I am truly worried that Katrina might cause a loss of life of 1,000 or more -- which is of the same order as 9/11. Unfortunately, there was the tidal surge in Gulfport and Biloxi. The death count currently stands at 100, but could go much higher. You have New Orleans, where you can't even begin to accurately estimate the number of the lives lost, but I am pretty sure that more than 2,000 have already been rescued by helicopter -- this does not bode well, and you have lower Louisiana, which we have heard nothing about, but got creamed.

On the economic side, flooding is not covered by insurance policies. Water damage could conceivably destroy 50,000-100,000 homes in New Orleans or roughly $20 billion in uninsured losses. Lost business, productivity and wages for a city of 400,000 could easily reach $5-10 billion. If you include insurance losses and other non-New Orleans losses, the Katrina losses might be as big as 9/11.

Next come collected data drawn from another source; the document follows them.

PR #4915, opened 2016-02-18
Add "TARGET_DEVICE_ARGS" to ibtool steps for storyboards

### LINKED ISSUE #4913: The ibtool processing of storyboards needs the "target-device" flags when building for less than iOS 8.0
We were getting hit with the build process creating a zero bytes compiled storyboard, and poking around things, we found the culprit to be the `ibtool` step,

    ibtool --reference-external-strings-file --errors --warnings --notices --minimum-deployment-target 6.0 --output-format human-readable-text --compile BuildDir/SwrveConversation.storyboardc SourceDir/SwrveConversation.storyboard --sdk /Applications/Xcode.app/Contents/Developer/Platforms/iPhoneOS.platform/Developer/SDKs/iPhoneOS9.2.sdk

And then reading up about this on stackoverflow, I found,
    http://stackoverflow.com/questions/29563618/xcode-no-valid-compiled-storyboard-at-path/29563997

Which pointed to the `Use Size Classes` which I think essentially turns a Universal storyboard into a per-device one.

Then looking at the stop that XCode do themselves, it seems this has been resolved in their build process, but CocoaPods has fallen behind.

In their step, they do,

    ibtool --errors --warnings --notices --module TestyBedy --output-partial-info-plist /Developer/workspaces/xcode/TestyBedy/Build/Intermediates/TestyBedy.build/Debug-iphonesimulator/TestyBedy.build/SwrveConversation-SBPartialInfo.plist --auto-activate-custom-fonts --target-device iphone --target-device ipad --minimum-deployment-target 6.0 --output-format human-readable-text --compilation-directory /Developer/workspaces/xcode/TestyBedy/Build/Intermediates/TestyBedy.build/Debug-iphonesimulator/TestyBedy.build /Developer/workspaces/xcode/TestyBedy/TestyBedy/SwrveConversation.storyboard

So then, for us, altering the top command to just,

    ibtool --reference-external-strings-file --errors --warnings --notices --minimum-deployment-target 6.0 --output-format human-readable-text --compile BuildDir/SwrveConversation.storyboardc SourceDir/SwrveConversation.storyboard --sdk /Applications/Xcode.app/Contents/Developer/Platforms/iPhoneOS.platform/Developer/SDKs/iPhoneOS9.2.sdk  --target-device iphone --target-device ipad

Then produced a correctly compiled storyboard, and fixed all our issues.

seaders:
Closes #4913.

Move the case statement to the top of the file, where we set "TARGET_DEVICE_ARGS" so it's available to all scripts, and add it to the `ibtool` storyboard processing step.

### DIFF
--- a/lib/cocoapods/generator/copy_resources_script.rb
+++ b/lib/cocoapods/generator/copy_resources_script.rb
@@ -106,6 +106,21 @@ RESOURCES_TO_COPY=${PODS_ROOT}/resources-to-copy-${TARGETNAME}.txt
 
 XCASSET_FILES=()
 
+case "${TARGETED_DEVICE_FAMILY}" in
+  1,2)
+    TARGET_DEVICE_ARGS="--target-device ipad --target-device iphone"
+    ;;
+  1)
+    TARGET_DEVICE_ARGS="--target-device iphone"
+    ;;
+  2)
+    TARGET_DEVICE_ARGS="--target-device ipad"
+    ;;
+  *)
+    TARGET_DEVICE_ARGS="--target-device mac"
+    ;;
+esac
+
 realpath() {
   DIRECTORY="$(cd "${1%/*}" && pwd)"
   FILENAME="${1##*/}"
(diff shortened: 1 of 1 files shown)


segiddins:
:+1: 
@efirestone this look good to you?

efirestone:
Looks good to me.

Tangentially related (and not a blocker for this PR), it might make sense to remove all of the manual compiling in `copy_resources_script.sh` now that we have the semantic resource understanding that I added. Because the elements are added properly in the Xcode project, Xcode will compile them properly, with no post-processing from Pods being necessary. For example, previously, Xcode just knew to copy `en.lproj/*` and then Pods manually compiled things like `en.lproj/Main.xib`, but now Xcode knows about `en.lproj/Main.xib` directly in the project and will compile it.

This would eliminate any inconsistencies between how Pods and Xcode compile things, and would speed up the build. The difficult part is that we'd likely break lots of existing pre-1.0.0 podspecs since they're using `Resources/*` rather than `Resources/**/*`, so even with 1.0.0 things like nested XIBs wouldn't be added to the project and wouldn't get compiled. We could only manually compile if we detect something like that (but it won't be perfect), or could add a compatibility flag somewhere, or just make everyone update to do the new thing.

Happy to discuss in a better forum if there is one.

seaders:
I definitely agree with that perspective, @efirestone, getting those manual steps as basic as possible (as in *maybe* just copying them into the correct directory), and then letting XCode deal with them as it knows how to, would I think clear a lot of the inconsistencies some people encounter with CocoaPods, especially now with more build steps changing with XCode.

But as you said, if it breaks a load of pre- things, you gotta give people a bit of a heads up & notice about it first.

jafara:
To be fair, CocoaPods 1.0.0 introduces a lot of breaking changes so if there is a time to do it, the time is now.

efirestone:
I actually think we should be able to remove the `copy resources` script completely when using the new functionality. It would be worth commenting it out on some bigger projects (using `Resources/**/*`) to give it a test.

segiddins:
@efirestone even when not using frameworks?

efirestone:
I believe so. The compilation parts definitely shouldn't be necessary, and copying things into the resources bundle should also happen via Xcode. The two parts I'm not sure about:
- Copying the resource bundle itself into the main bundle (app or framework). Does the `copy resources` script do this? It didn't look like it in a quick glance, but I could be missing it. Even if it does, we could add the resources bundle to the appropriate `copy resources` build phase and not need the script.
- Not entirely sure about the behavior when using `spec.resources` (vs `resource_bundles`). I don't think there are issues here, but I haven't used `resources` enough to know all of the intricacies.

seaders:
Hey guys, just wondering if there's anything more needed from me?

If there's edits needed for the integration side, I can make those too.  My read of it is that two files need editing,

https://github.com/CocoaPods/cocoapods-integration-specs/blob/05c3fc9beea098b5e1ce3aaa882d454511e6348c/install_resources/after/Pods/Target%20Support%20Files/Pods-SampleApp/Pods-SampleApp-resources.sh

and

https://github.com/CocoaPods/cocoapods-integration-specs/blob/05c3fc9beea098b5e1ce3aaa882d454511e6348c/install_resources_no_source_files/after/Pods/Target%20Support%20Files/Pods-SampleApp/Pods-SampleApp-resources.sh

I could create a PR for those as well, if need be?

segiddins:
@seaders nah, I'll merge and bump the integration specs as soon as I have a chance.

seaders:
Ok cool @segiddins.  Thanks again for all the quickness on this, there's a few Swrve customers affected by this, and having an official answer for the issue would be great.

segiddins:
Manually merged via https://github.com/CocoaPods/CocoaPods/commit/b5813f3bbfa4ccb979a65917c6b179de5bd8fec0.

Fortunately, it shouldn't help George too much. The little guy was out giving a speech about how we need to win in Iraq to keep the oil out of the hands of Osama bin Laden. This could be the next Michael Moore movie. And besides, what is going to be his solution -- America needs another tax cut? War on Iran? War on Syria? Or simply saying that Katrina had links to Osama?

-- Stewart W. Lenz

Isn't it ironic that Bush is telling us that he wants "zero tolerance" for price gouging at the gasoline pumps? The billions of profits his oil company cronies are salting away isn't gouging; that's just lawful greed, and there's nothing wrong with that. It's just more evidence that Mr. Bush treats his citizens with contempt by handing out clichés and talking points and no substance.

-- Stephen Speaking Wheat

Normally we would have a National Guard to come in and deal with natural disasters like the hurricane in New Orleans. Thousands of people are likely to die for lack of resources to evacuate people and bring in emergency aid. But we don't have a national guard in our own country anymore because they are all over in Iraq. Poor judgment has put America at risk.

-- Marc Perkel

The subhead of Scott Lamb's evaluation of world media response to Katrina ("Among the responses: Sadness, sympathy, but not a lot of charity") was patently unfair and deeply misleading.

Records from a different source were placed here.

PR #4934, opened 2016-02-23
[PodVariantSet] Naive algorithm for #scope_by_specs

mrackwitz:
The scope suffix name algorithm implemented by #4146 works, but brings up some lengthy suffixes when a pod is used in different subspec variant, e.g. in a case like AFNetworking, where the subspecs define internal dependencies. So depending on just a single subspec of AFNetworking might bring up some more, which might be virtual default subspecs, because they keep popping up everywhere as dependencies. It would be possible to recognize that and leave them out of the name. But as the dependencies can be itself platform-dependent that would open another can of worms.
So instead of that the pod targets could be just enumerated. That has a better performance obviously, but it is then not so easy to grasp anymore what's going on. That makes debugging and supporting harder. Only by taking a look into each aggregate targets' dependencies within Xcode, it's possible to see, which pod target belongs to which target in the user project.

### DIFF
--- a/lib/cocoapods/installer/analyzer/pod_variant_set.rb
+++ b/lib/cocoapods/installer/analyzer/pod_variant_set.rb
@@ -1,5 +1,3 @@
-require 'set'
-
 module Pod
   class Installer
     class Analyzer
@@ -23,7 +21,7 @@ module Pod
         #
         def scope_suffixes
           return { variants.first => nil } if variants.count == 1
-          scope_by_specs
+          scope_by_build_type
         end
 
         # Groups the collection by result of the block.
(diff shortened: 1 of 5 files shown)


segiddins:
Given we already have this logic written and tested, and the simple `-\d` suffix provides no context, I'm not really convinced there's any benefit to this change?

mrackwitz:
Just had it already laying around and wanted to make sure that we come together to the best decision, not just what was the first thing which came to my mind when I implemented it once. I'm perfectly fine with closing that unmerged.

mrackwitz:
@orta: When we discussed that briefly internally, you seem to lean more towards this option. Do you have a strong opinion about that?

segiddins:
Thanks for opening this for discussion, but I'm favor of keeping the existing implementation, if that's OK with you?

mrackwitz:
Yes, absolutely, just wanted to keep it around so that we might get other input on that, but I'm also in favor of closing this unmerged.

The evidence for this lack of "charity" was apparently one disgruntled editorial in one German publication, vociferously denounced by another German publication. Based on this, it seems, selfish greedy foreigners have no "charity" for suffering Americans. On the Canadian Red Cross Web site there is a prominent link explaining how I can make a donation directed to Hurricane Katrina victims. The Weather Network, Canada's answer to the Weather Channel, has a similar link. The British Red Cross Web site has a link for donating directly to victims of Katrina -- and so, surprise, surprise, does the French Croix-Rouge. I will be most curious to see if any media bothers to report on how much aid does come in from overseas sources; so far, its contribution seems to be posting e-mails from people wondering "whether Asian tsunami victims will collect money for us?" ("Don't count on it," Jack Cafferty glowered in response on CNN the other night.)

This sort of nonsense fuels America's growing paranoia and xenophobia. Shame on Salon for contributing, especially at a time when the world is standing with Americans in need.

-- Lisa MacLeod

The idea that other countries are somehow uninterested or unsympathetic to the disaster in New Orleans is unfortunate.

The story of Katrina has followed this shape: dire predictions, then widespread reports that New Orleans had been spared, now the news that the worst is coming true.

Here in puny Manitoba, more than $3,000 in donations had been received by a single aid agency before noon yesterday. Newspapers and Web sites have been telling people where to donate, and the Canadian government has formally extended an offer of help. The U.S. has yet to ask for, or accept any, foreign help.

What is unfolding right now is terrible, and will only get worse. Canada and Canadians are offering help, but the focus of the media has been on flooding, looting, death, the Superdome, and George Bush cutting two days off his vacation.